President Biden assumed office with commitments to end indiscriminate enforcement efforts and create a more humane system of immigration enforcement. His administration has made progress in signaling a shift in U.S. Immigration and Customs Enforcement’s focus and beginning to implement policy changes with a direct impact on enforcement trends. However, a great deal of work remains to minimize the impact of ICE enforcement on immigrant communities across the United States, and to rein in an agency with a history of abusing its authority and pushing back against attempts at reform.

The report draws on government data and public reporting to assess the changes to interior immigration enforcement implemented by the Biden administration, both through direct policy changes and litigation.

The main recommendations of the report to the Biden administration include:

  • Implementing affirmative prosecutorial discretion guidelines to shield vulnerable individuals from enforcement action.
  • Rescinding the Trump-era expansion of expedited removal.
  • Restoring the use of administrative closure across the immigration court system.
  • Aggressively reduce the use of detention, beginning by lowering the average daily population in ICE detention by at least 75%, terminating all existing contracts with private prison companies and state and county jails, and placing a moratorium on the implementation of future contracts with the goal of phasing out immigration detention entirely.
  • Committing to a policy of affirmative file review of people held in detention to identify cases that fall outside of priorities and those of individuals at heightened risk of serious illness.
  • Adopting a presumption of release for those held in detention and a policy requiring release on the least restrictive methods.
  • Taking steps to rebuild trust with sanctuary communities around the country—such as halting the issuance of detainers and ending all 287(g) agreements— and roll back all of President Trump’s attacks on sanctuary cities.
  • Permanently banning immigration enforcement in sensitive locations such as courthouses.
  • Fully rescinding the Secure Communities program and prevent future administrations from restoring it.
  • Significantly reducing funding for ICE enforcement and immigration detention.
  • Investing in community-based alternatives to detention and providing individuals navigating the removal process with appointed counsel.

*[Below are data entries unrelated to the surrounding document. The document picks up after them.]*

PR #577, opened 2026-05-17
[codex] fix server LLM model auto-selection

xuruiray:
## Summary

Fix server-configured LLM startup so a provider selected by server sync also gets a usable default model when the current `modelId` is empty.

## Related Issues

Fixes #498

## Changes

- Auto-fill the first available model for a server-configured LLM provider when server sync falls back from an unusable default provider, matching the existing image/video recovery behavior.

“President Biden inherited a politicized immigration enforcement system that has for years been focused on enforcing immigration law by dragnet and creating harsh consequences for immigrants in the United States. He made significant commitments on the campaign trail to create meaningful reforms, and his administration has worked to signal a new path forward and has begun to reverse some negative enforcement trends. But considerable work remains to be done. True and sustainable progress will not begin until we significantly reduce the number of people locked in detention centers, implement true prosecutorial discretion guidelines to preserve family unity and protect long-term residents and vulnerable populations, and ensure that ICE personnel meaningfully implement the administration’s directives,” said Jorge Loweree, policy director at the American Immigration Council.

“The Biden administration came into office and inherited an immigration system on the brink of disaster, with dozens of fires to put out. The immigration court system is nearly broken under the weight of 1.3 million pending cases and ICE officers are still newly empowered to carry out expedited removal processes against any undocumented immigrant who’s been in the country for less than two years. In order to begin addressing the harm done by the previous administration, Secretary Mayorkas should rescind the expansion of expedited removal and join with Attorney General Garland to resolve thousands of low-priority cases in the immigration court backlogs,” said Aaron Reichlin-Melnick, policy counsel at the American Immigration Council.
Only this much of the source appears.